Procuramos ser bons, humanos e benevolentes para com todos, sem distinção de raças nem de crenças, porque vemos todos os homens como irmãos.

Respeitamos nos outros todas as convicções sinceras, e não lançamos o anátema aos que não pensam como nós.
Em todas as circunstâncias, a caridade é o nosso guia. Consideramos que aquele que prejudica os outros com palavras maldosas, que fere a suscetibilidade alheia com seu orgulho e o seu desdém, que não recua à idéia de causar um sofrimento, uma contrariedade, ainda que ligeira, quando a pode evitar, falta ao dever do amor ao próximo e não merece a clemência do Senhor.

Não temos ódio ou rancor, nem desejos de vingança. A exemplo de Jesus, perdoamos e esquecemos as ofensas, e não lembramos senão dos benefícios. Porque sabemos que seremos perdoados, conforme houvermos perdoado.
Somos indulgentes para as fraquezas alheias, porque sabemos que nós mesmos temos necessidade de indulgência, e nos lembramos destas palavras do Cristo: “Aquele que está sem pecado atire a primeira pedra”.

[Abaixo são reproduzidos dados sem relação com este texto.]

PR #251, opened 2017-11-05
Fix android secure cell wrapper in token protect mode

vixentael:
bits and pieces while fixing android secure cell :)

- uncomment tests for Secure Cell (facepalm.jpg)
- see that tests are failing for token protect mode
- fix themis_jni for token protect

extra points:
- update python secure cell example (well, i just use it as reference code)

### DIFF
--- a/src/themis/secure_session_message.c
+++ b/src/themis/secure_session_message.c
@@ -22,6 +22,7 @@
 #include <soter/soter_container.h>
 
 #include <string.h>
+#include <time.h>
 
 #include <arpa/inet.h>
 #include "portable_endian.h"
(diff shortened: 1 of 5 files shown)


src/themis/secure_session_message.c
```diff
@@ -22,6 +22,7 @@
 #include <soter/soter_container.h>
 
 #include <string.h>
+#include <time.h>
```
vixentael: clang requires this header to be while building themis with boringssl :D

tests/themis/wrappers/android/com/cossacklabs/themis/test/SecureCellTest.java
```diff
@@ -45,9 +45,9 @@
 	@Override
 	public void runTest() {
 		try {
-//			testSeal();
```
vixentael: you know, having tests commented... is kinda.. questionable :D

vixentael:
Red one was a real current state of themis android tests :/

screen shot 2017-11-05 at 10 35 14 pm

But now they're fixed! 🎉

PR #257, opened 2017-12-08
Makes NSError** argument __autoreleasing; adds check against null

valeriyvan:
Makes NSError** argument __autoreleasing; adds check against null deference - NSError** by convension might be null if caller is not interested in error handling.


vixentael:
Thank you, @valeriyvan 

I wonder how to trigger bitrise again 🤔

Looks like they don't support trigger-from-comment (https://github.com/bitrise-io/bitrise-webhooks)

vixentael:
anyway, I'll check bitrise build manually

thanx again!

PR #259, opened 2017-12-08
Makes NSError** argument __autoreleasing in scell_token, adds check a…

valeriyvan:
…gainst null dereference

### DIFF
--- a/src/wrappers/themis/Obj-C/objcthemis/scell_token.h
+++ b/src/wrappers/themis/Obj-C/objcthemis/scell_token.h
@@ -71,7 +71,7 @@ NS_ASSUME_NONNULL_BEGIN
 * @param [in] error pointer to Error on failure
 * @return Wrapped message as NSData object on success or nil on failure
 */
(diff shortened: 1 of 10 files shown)


vixentael:
second part of #257 ?

valeriyvan:
TL DR: same fix, but for other files.
Confused by same branch name?
All NSError ** should be __autoreleasing, otherwise it might lead to appearing of zombies.
And it's better to be ready for NSError* passed to be nil. Because it's common practice ignore detailed error info which NSError provides when method signals for error with nil return value. In that case NSError provides additional information which we don't always need.

vixentael:
yes, you're right, we should expect nil as errors.

can you please update smessage and ssession classes too? just to be consistent everywhere

vixentael:
Nah, our tests and examples are using themis pod from master branch, so CI can't indicate immediately that tests are failing.

I've found and fixed small issues in your PR
https://github.com/cossacklabs/themis/commit/ad36068dddd58017c79959aa7d07a460a0911d34
https://github.com/cossacklabs/themis/commit/b38fa55e3178b009cf139d8eb74bb0cf00beacfd

and merged it.

Thank you a lot!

Não nos comprazemos em procurar os defeitos dos outros, nem a pô-los em evidência. Se a necessidade nos obriga a isso, procuramos sempre o bem que pode atenuar o mal.

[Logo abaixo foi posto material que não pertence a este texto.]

PR #282, opened 2018-01-17
test that length of encrypted data == length of raw data

Lagovas:
tested python/C tests, but didn't check locally php version update. but ci should test it

### DIFF
--- a/tests/phpthemis/scell_test.php
+++ b/tests/phpthemis/scell_test.php
@@ -100,7 +100,7 @@
 		$this->setExpectedException('Exception');
 	    }
 	    $encrypted_message =  phpthemis_scell_token_protect_encrypt($key, $message, $context);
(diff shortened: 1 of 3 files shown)


vixentael:
New test checks are always welcomed! Cool that we will check message length now

vixentael:
Google tells me that it should be `count($arr)` for php

tests/phpthemis/scell_test.php
```diff
@@ -100,6 +100,7 @@ public function testTokenProtectWithContext($key, $message, $context, $iscorrect
 		$this->setExpectedException('Exception');
 	    }
 	    $encrypted_message =  phpthemis_scell_token_protect_encrypt($key, $message, $context);
+	    $this->assertEquals(strlen($encrypted_message), strlen($message));
```
vixentael: count?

Estudamos nossas próprias imperfeições, e trabalhamos sem cessar em combatê-las. Todos os nossos esforços tendem a permitir-nos dizer, amanhã, que trazemos conosco alguma coisa melhor do que na véspera.
Não tentamos fazer valer nem o nosso espírito, nem os nossos talentos, às expensas dos outros. Pelo contrário, aproveitamos todas as ocasiões para fazer ressaltar as vantagens dos outros.
Não nos envaidecemos em nada com a nossa sorte, nem com os nossos predicados pessoais, porque sabemos que tudo quanto nos foi dado pode ser retirado.

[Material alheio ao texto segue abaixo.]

PR #297, opened 2018-01-28
Remove `install` dependencies.

shadinua:
When wrappers are installed in its own environment (such as Python, Ruby), they
do not require `sudo` as `make install` command. Moreover, `sudo` will not have
environment paths to successfully run language-specific commands
(`gem`, `pip`, etc.).

Also `install_all` target was removed. This target doesn't fit into logic with independent using `sudo`.


vixentael:
Sweet!
I re-read our wiki, and I believe that removing `install_all` and `install` for every wrapper won't hard users.

@shadinua please merge `master` to your branch and make sure that tests are passing on CircleCI.

Lagovas:
as I understand `install` target was used in all `*themis_install` because all of them require installed libthemis core library and some of them will fail without it. and to ease installing by one command `make themiscpp_install` was added `install` target that will build and install if not exists.
but I agree, such scheme add some problems when wrappers require sudo to install

but maybe would be good to add check is installed core library before installing wrapper and print some warning and terminate installing?

shadinua:
@vixentael, I have merged `master` -> `shadinua/install_scripts` and all tests have passed successfully.

@Lagovas, of course, it is not bad idea to add checks. Could you list all the dependencies we have to check for each of our wrappers?

Lagovas:
> of course, it is not bad idea to add checks. Could you list all the dependencies we have to check for each of our wrappers?

check that themis library installed. the easiest way to check it is check that `ldconfig -p` output contain `*/libthemis.so` and `*/libsoter.so`

shadinua:
Surely, it is not a big problem just to check if the system has libs. And `ldconfig` is just one of possible ways to do it (BTW, `ldconfig` only works with Linux, and also we have to write logic for other systems we support at the moment).
But, if I have correctly grasped the idea, you care about fails which might be appear if dependencies absent. So it is not enough to check only libthemis libs in this case. Should we check all dependencies for each platform/wrapper combination?

Lagovas:
IMHO enough check that system has themis core library. core library has libssl dependency but it can't be compiled without libssl (from sources they will have compilation errors, from package manager it will download all dependencies)

vixentael:
Thank you @shadinua!

@Lagovas you have a point! We surely will add these checks in next PRs.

Usamos mas não abusamos dos bens que nos são concedidos, porque sabemos tratar-se de um depósito, do qual deveremos prestar contas, e que o emprego mais prejudicial para nós mesmos, que poderá nos dar, é pô-los a serviço da satisfação de nossas paixões.

Se nas relações sociais, alguns homens se encontram na nossa dependência, tratamos-lhes com bondade e benevolência, porque são nossos iguais perante Deus. Usamos nossa autoridade para ergue-lhes o moral, e não para os esmagar com nosso orgulho, e evitamos tudo quanto poderia tornar mais penosa a sua posição subalterna.
O subordinado, por sua vez, compreende os deveres da sua posição e tem o escrúpulo de procurar cumpri-los conscienciosamente.

Nossa instituição, enfim, respeita nos seus semelhantes todos os direitos que lhes são assegurados pelas leis da natureza, como desejaria que os seus fossem respeitados.
Esta não é a relação completa das qualidades que distinguem a nossa Instituição, mas quem quer que se esforce para possuí-las, estará no caminho que conduz às demais.